Task instructions
Produce as output only the lines below starting at the line with "--- a/nt-fe/components/ui/dialog.tsx" and continuing through the line with "Hello Elliot. Not", each one exactly as written.

Record excerpts
PR #307, opened 2026-03-02
Improvments

Megha-Dev-19:
- Dialogs/modals now open as drawers on smaller screens
- Deposit network is no longer auto-selected when multiple networks are available
- Added relative timestamps in Recent Activity
- Fixed layout issues on Preferences and Members pages for smaller screens
- Added network-specific links for the receiver address
- Improved bulk import: more descriptive errors and more flexible parsing
- Fixed primary button text color when customized by the user

### DIFF
--- a/nt-fe/components/ui/dialog.tsx
+++ b/nt-fe/components/ui/dialog.tsx
@@ -60,19 +60,7 @@ function DialogContent({
       <DialogPrimitive.Content
         data-slot="dialog-content"
         className={cn(
-          // Base styles
-          "bg-background fixed z-50 grid gap-4 border p-6 shadow-lg duration-200",
-          // Animation base
-          "data-[state=open]:animate-in data-[state=closed]:animate-out data-[state=closed]:fade-out-0 data-[state=open]:fade-in-0",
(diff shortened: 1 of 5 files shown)


nt-fe/components/ui/dialog.tsx
```diff
@@ -60,7 +60,18 @@ function DialogContent({
       <DialogPrimitive.Content
```
akorchyn: I would prefer make overrides on level of ours components

components/modal.tsx

nt-fe/lib/blockchain-utils.ts
```diff
@@ -138,3 +138,80 @@ export function requiresCrossChainValidation(chainName?: string, residency?: str
...
+        case "aptos":
+            return `https://aptoscan.com/account/${address}`;
+
+        case "cardano":
+            return `https://cardanoscan.io/address/${address}`;
+
+        case "unknown":
+        default:
+            // Return empty string for unknown chains - no link will be shown
+            return "";
```
akorchyn: lets better use null as more explicit

PR #320, opened 2026-03-04
Adds create-treasury cli

elliotBraem:
Simple script to create treasury via near-cli-rs

Screenshot 2026-03-03 at 9 27 31 PM

Success: https://trezu.app/chicago.sputnik-dao.near


akorchyn:
Hello Elliot. Not sure if we have the capacity to maintain this CLI tool at the current stage of things. 
I think you could move it as part of near-cli-rs  (as it already supports voting with sputnik-dao), but less trezu specific

Or separate into some devhub/near repo, but I doubt it would be actively maintained :(

PR #399, opened 2026-03-23
Added owned and other assets distinction in deposit modal

Megha-Dev-19:
image
image


Megha-Dev-19:
Yeah, I agree. While working on it, I did consider making it reusable across both, but there are some differences in usability between them, so I avoided it at the time to not over-engineer.

Since you’ve also pointed it out, I’ll go ahead and create a ticket to refactor it into a reusable function.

Task result
--- a/nt-fe/components/ui/dialog.tsx
+++ b/nt-fe/components/ui/dialog.tsx
@@ -60,19 +60,7 @@ function DialogContent({
       <DialogPrimitive.Content
         data-slot="dialog-content"
         className={cn(
-          // Base styles
-          "bg-background fixed z-50 grid gap-4 border p-6 shadow-lg duration-200",
-          // Animation base
-          "data-[state=open]:animate-in data-[state=closed]:animate-out data-[state=closed]:fade-out-0 data-[state=open]:fade-in-0",
(diff shortened: 1 of 5 files shown)


nt-fe/components/ui/dialog.tsx
```diff
@@ -60,7 +60,18 @@ function DialogContent({
       <DialogPrimitive.Content
```
akorchyn: I would prefer make overrides on level of ours components

components/modal.tsx

nt-fe/lib/blockchain-utils.ts
```diff
@@ -138,3 +138,80 @@ export function requiresCrossChainValidation(chainName?: string, residency?: str
...
+        case "aptos":
+            return `https://aptoscan.com/account/${address}`;
+
+        case "cardano":
+            return `https://cardanoscan.io/address/${address}`;
+
+        case "unknown":
+        default:
+            // Return empty string for unknown chains - no link will be shown
+            return "";
```
akorchyn: lets better use null as more explicit

PR #320, opened 2026-03-04
Adds create-treasury cli

elliotBraem:
Simple script to create treasury via near-cli-rs

Screenshot 2026-03-03 at 9 27 31 PM

Success: https://trezu.app/chicago.sputnik-dao.near


akorchyn:
Hello Elliot. Not sure if we have the capacity to maintain this CLI tool at the current stage of things. 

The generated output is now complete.